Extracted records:
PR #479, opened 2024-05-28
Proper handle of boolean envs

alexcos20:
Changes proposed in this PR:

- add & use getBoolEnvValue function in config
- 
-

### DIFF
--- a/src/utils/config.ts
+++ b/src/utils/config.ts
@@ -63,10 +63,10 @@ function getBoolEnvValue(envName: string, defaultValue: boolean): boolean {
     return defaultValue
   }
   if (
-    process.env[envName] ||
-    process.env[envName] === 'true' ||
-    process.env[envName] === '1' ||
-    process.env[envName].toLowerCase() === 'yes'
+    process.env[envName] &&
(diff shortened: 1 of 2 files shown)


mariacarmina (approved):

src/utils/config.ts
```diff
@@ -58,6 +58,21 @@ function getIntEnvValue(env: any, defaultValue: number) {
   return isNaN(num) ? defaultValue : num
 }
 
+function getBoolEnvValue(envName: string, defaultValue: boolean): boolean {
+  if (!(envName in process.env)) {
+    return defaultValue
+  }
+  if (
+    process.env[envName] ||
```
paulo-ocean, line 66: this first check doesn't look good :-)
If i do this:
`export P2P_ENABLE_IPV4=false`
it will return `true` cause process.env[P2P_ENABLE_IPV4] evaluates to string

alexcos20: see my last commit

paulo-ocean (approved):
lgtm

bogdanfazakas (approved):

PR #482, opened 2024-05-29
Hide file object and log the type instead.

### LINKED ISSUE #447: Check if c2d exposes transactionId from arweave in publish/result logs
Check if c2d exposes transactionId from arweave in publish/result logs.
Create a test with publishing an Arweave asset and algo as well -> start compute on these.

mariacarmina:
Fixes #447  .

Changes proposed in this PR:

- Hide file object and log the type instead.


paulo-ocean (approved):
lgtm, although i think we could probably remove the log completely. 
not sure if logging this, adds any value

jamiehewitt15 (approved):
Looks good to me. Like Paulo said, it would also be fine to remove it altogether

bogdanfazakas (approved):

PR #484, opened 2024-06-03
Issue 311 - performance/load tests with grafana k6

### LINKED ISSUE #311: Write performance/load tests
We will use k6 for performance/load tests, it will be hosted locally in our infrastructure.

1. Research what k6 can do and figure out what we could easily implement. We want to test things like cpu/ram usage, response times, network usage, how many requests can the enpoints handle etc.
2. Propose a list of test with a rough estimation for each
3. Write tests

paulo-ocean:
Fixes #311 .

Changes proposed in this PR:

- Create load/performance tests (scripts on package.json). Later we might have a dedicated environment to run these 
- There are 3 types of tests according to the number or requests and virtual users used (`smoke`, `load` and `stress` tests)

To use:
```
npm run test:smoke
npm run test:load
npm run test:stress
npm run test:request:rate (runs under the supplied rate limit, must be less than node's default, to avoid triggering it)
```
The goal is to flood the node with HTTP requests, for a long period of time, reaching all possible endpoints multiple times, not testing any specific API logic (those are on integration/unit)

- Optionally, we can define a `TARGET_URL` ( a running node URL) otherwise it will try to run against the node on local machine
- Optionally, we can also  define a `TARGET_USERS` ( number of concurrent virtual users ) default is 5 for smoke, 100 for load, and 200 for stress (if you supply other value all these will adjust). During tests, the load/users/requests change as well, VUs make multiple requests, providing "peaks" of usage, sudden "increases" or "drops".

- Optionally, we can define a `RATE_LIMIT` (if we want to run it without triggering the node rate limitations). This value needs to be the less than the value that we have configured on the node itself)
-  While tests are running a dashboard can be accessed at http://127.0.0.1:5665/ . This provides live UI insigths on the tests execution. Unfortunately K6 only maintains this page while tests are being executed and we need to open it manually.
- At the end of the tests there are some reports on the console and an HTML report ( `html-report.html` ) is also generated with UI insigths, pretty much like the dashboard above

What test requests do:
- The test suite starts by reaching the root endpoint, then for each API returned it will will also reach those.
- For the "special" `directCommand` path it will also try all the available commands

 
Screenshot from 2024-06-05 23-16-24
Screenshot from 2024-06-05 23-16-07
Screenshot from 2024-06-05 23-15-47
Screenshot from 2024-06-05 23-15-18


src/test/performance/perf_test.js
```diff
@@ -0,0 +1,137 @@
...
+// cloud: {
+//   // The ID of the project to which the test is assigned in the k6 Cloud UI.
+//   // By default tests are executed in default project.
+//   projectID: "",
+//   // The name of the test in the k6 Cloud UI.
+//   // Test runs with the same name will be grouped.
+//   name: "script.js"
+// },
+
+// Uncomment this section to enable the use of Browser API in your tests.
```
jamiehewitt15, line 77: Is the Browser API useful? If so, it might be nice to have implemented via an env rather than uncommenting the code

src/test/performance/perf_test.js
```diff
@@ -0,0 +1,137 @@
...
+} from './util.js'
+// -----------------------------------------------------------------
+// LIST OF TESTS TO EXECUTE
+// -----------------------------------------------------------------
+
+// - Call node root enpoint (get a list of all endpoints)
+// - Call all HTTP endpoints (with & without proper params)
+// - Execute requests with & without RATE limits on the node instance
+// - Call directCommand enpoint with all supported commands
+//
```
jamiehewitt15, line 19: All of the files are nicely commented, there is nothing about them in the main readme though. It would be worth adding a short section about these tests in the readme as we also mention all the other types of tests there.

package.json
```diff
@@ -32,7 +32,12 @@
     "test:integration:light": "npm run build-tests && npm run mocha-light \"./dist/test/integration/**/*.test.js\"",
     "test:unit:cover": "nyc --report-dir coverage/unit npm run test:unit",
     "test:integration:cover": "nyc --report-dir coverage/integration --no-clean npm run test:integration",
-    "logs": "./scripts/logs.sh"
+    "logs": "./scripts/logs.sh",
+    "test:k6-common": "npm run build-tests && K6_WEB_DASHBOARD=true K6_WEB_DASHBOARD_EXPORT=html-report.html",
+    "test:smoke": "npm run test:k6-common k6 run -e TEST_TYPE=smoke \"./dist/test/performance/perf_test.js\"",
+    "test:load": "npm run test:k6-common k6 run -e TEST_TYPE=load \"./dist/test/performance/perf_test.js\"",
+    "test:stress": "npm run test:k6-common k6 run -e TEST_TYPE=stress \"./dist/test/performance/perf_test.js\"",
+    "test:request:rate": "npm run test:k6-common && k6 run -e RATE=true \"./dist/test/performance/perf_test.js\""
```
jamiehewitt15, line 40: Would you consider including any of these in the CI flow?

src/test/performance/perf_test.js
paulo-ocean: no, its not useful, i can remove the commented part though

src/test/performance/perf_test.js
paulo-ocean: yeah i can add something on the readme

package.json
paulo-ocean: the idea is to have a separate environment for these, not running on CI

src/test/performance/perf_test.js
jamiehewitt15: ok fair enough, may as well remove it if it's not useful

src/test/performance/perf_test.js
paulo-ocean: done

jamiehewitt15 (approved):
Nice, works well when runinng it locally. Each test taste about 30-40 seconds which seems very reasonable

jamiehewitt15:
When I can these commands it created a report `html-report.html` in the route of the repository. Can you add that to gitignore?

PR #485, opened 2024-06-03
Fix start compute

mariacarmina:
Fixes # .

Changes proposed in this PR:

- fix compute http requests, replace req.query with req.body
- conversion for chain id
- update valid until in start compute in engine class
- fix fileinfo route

▶ _Work to be completed_: Could you please reproduce each record exactly, leaving nothing out?

▶ _Response to the task_:
PR #479, opened 2024-05-28
Proper handle of boolean envs

alexcos20:
Changes proposed in this PR:

- add & use getBoolEnvValue function in config
- 
-

### DIFF
--- a/src/utils/config.ts
+++ b/src/utils/config.ts
@@ -63,10 +63,10 @@ function getBoolEnvValue(envName: string, defaultValue: boolean): boolean {
     return defaultValue
   }
   if (
-    process.env[envName] ||
-    process.env[envName] === 'true' ||
-    process.env[envName] === '1' ||
-    process.env[envName].toLowerCase() === 'yes'
+    process.env[envName] &&
(diff shortened: 1 of 2 files shown)


mariacarmina (approved):

src/utils/config.ts
```diff
@@ -58,6 +58,21 @@ function getIntEnvValue(env: any, defaultValue: number) {
   return isNaN(num) ? defaultValue : num
 }
 
+function getBoolEnvValue(envName: string, defaultValue: boolean): boolean {
+  if (!(envName in process.env)) {
+    return defaultValue
+  }
+  if (
+    process.env[envName] ||
```
paulo-ocean, line 66: this first check doesn't look good :-)
If i do this:
`export P2P_ENABLE_IPV4=false`
it will return `true` cause process.env[P2P_ENABLE_IPV4] evaluates to string

alexcos20: see my last commit

paulo-ocean (approved):
lgtm

bogdanfazakas (approved):

PR #482, opened 2024-05-29
Hide file object and log the type instead.

### LINKED ISSUE #447: Check if c2d exposes transactionId from arweave in publish/result logs
Check if c2d exposes transactionId from arweave in publish/result logs.
Create a test with publishing an Arweave asset and algo as well -> start compute on these.

mariacarmina:
Fixes #447  .

Changes proposed in this PR:

- Hide file object and log the type instead.


paulo-ocean (approved):
lgtm, although i think we could probably remove the log completely. 
not sure if logging this, adds any value

jamiehewitt15 (approved):
Looks good to me. Like Paulo said, it would also be fine to remove it altogether

bogdanfazakas (approved):

PR #484, opened 2024-06-03
Issue 311 - performance/load tests with grafana k6

### LINKED ISSUE #311: Write performance/load tests
We will use k6 for performance/load tests, it will be hosted locally in our infrastructure.

1. Research what k6 can do and figure out what we could easily implement. We want to test things like cpu/ram usage, response times, network usage, how many requests can the enpoints handle etc.
2. Propose a list of test with a rough estimation for each
3. Write tests

paulo-ocean:
Fixes #311 .

Changes proposed in this PR:

- Create load/performance tests (scripts on package.json). Later we might have a dedicated environment to run these 
- There are 3 types of tests according to the number or requests and virtual users used (`smoke`, `load` and `stress` tests)

To use:
```
npm run test:smoke
npm run test:load
npm run test:stress
npm run test:request:rate (runs under the supplied rate limit, must be less than node's default, to avoid triggering it)
```
The goal is to flood the node with HTTP requests, for a long period of time, reaching all possible endpoints multiple times, not testing any specific API logic (those are on integration/unit)

- Optionally, we can define a `TARGET_URL` ( a running node URL) otherwise it will try to run against the node on local machine
- Optionally, we can also  define a `TARGET_USERS` ( number of concurrent virtual users ) default is 5 for smoke, 100 for load, and 200 for stress (if you supply other value all these will adjust). During tests, the load/users/requests change as well, VUs make multiple requests, providing "peaks" of usage, sudden "increases" or "drops".

- Optionally, we can define a `RATE_LIMIT` (if we want to run it without triggering the node rate limitations). This value needs to be the less than the value that we have configured on the node itself)
-  While tests are running a dashboard can be accessed at http://127.0.0.1:5665/ . This provides live UI insigths on the tests execution. Unfortunately K6 only maintains this page while tests are being executed and we need to open it manually.
- At the end of the tests there are some reports on the console and an HTML report ( `html-report.html` ) is also generated with UI insigths, pretty much like the dashboard above

What test requests do:
- The test suite starts by reaching the root endpoint, then for each API returned it will will also reach those.
- For the "special" `directCommand` path it will also try all the available commands

 
Screenshot from 2024-06-05 23-16-24
Screenshot from 2024-06-05 23-16-07
Screenshot from 2024-06-05 23-15-47
Screenshot from 2024-06-05 23-15-18


src/test/performance/perf_test.js
```diff
@@ -0,0 +1,137 @@
...
+// cloud: {
+//   // The ID of the project to which the test is assigned in the k6 Cloud UI.
+//   // By default tests are executed in default project.
+//   projectID: "",
+//   // The name of the test in the k6 Cloud UI.
+//   // Test runs with the same name will be grouped.
+//   name: "script.js"
+// },
+
+// Uncomment this section to enable the use of Browser API in your tests.
```
jamiehewitt15, line 77: Is the Browser API useful? If so, it might be nice to have implemented via an env rather than uncommenting the code

src/test/performance/perf_test.js
```diff
@@ -0,0 +1,137 @@
...
+} from './util.js'
+// -----------------------------------------------------------------
+// LIST OF TESTS TO EXECUTE
+// -----------------------------------------------------------------
+
+// - Call node root enpoint (get a list of all endpoints)
+// - Call all HTTP endpoints (with & without proper params)
+// - Execute requests with & without RATE limits on the node instance
+// - Call directCommand enpoint with all supported commands
+//
```
jamiehewitt15, line 19: All of the files are nicely commented, there is nothing about them in the main readme though. It would be worth adding a short section about these tests in the readme as we also mention all the other types of tests there.

package.json
```diff
@@ -32,7 +32,12 @@
     "test:integration:light": "npm run build-tests && npm run mocha-light \"./dist/test/integration/**/*.test.js\"",
     "test:unit:cover": "nyc --report-dir coverage/unit npm run test:unit",
     "test:integration:cover": "nyc --report-dir coverage/integration --no-clean npm run test:integration",
-    "logs": "./scripts/logs.sh"
+    "logs": "./scripts/logs.sh",
+    "test:k6-common": "npm run build-tests && K6_WEB_DASHBOARD=true K6_WEB_DASHBOARD_EXPORT=html-report.html",
+    "test:smoke": "npm run test:k6-common k6 run -e TEST_TYPE=smoke \"./dist/test/performance/perf_test.js\"",
+    "test:load": "npm run test:k6-common k6 run -e TEST_TYPE=load \"./dist/test/performance/perf_test.js\"",
+    "test:stress": "npm run test:k6-common k6 run -e TEST_TYPE=stress \"./dist/test/performance/perf_test.js\"",
+    "test:request:rate": "npm run test:k6-common && k6 run -e RATE=true \"./dist/test/performance/perf_test.js\""
```
jamiehewitt15, line 40: Would you consider including any of these in the CI flow?

src/test/performance/perf_test.js
paulo-ocean: no, its not useful, i can remove the commented part though

src/test/performance/perf_test.js
paulo-ocean: yeah i can add something on the readme

package.json
paulo-ocean: the idea is to have a separate environment for these, not running on CI

src/test/performance/perf_test.js
jamiehewitt15: ok fair enough, may as well remove it if it's not useful

src/test/performance/perf_test.js
paulo-ocean: done

jamiehewitt15 (approved):
Nice, works well when runinng it locally. Each test taste about 30-40 seconds which seems very reasonable

jamiehewitt15:
When I can these commands it created a report `html-report.html` in the route of the repository. Can you add that to gitignore?

PR #485, opened 2024-06-03
Fix start compute

mariacarmina:
Fixes # .

Changes proposed in this PR:

- fix compute http requests, replace req.query with req.body
- conversion for chain id
- update valid until in start compute in engine class
- fix fileinfo route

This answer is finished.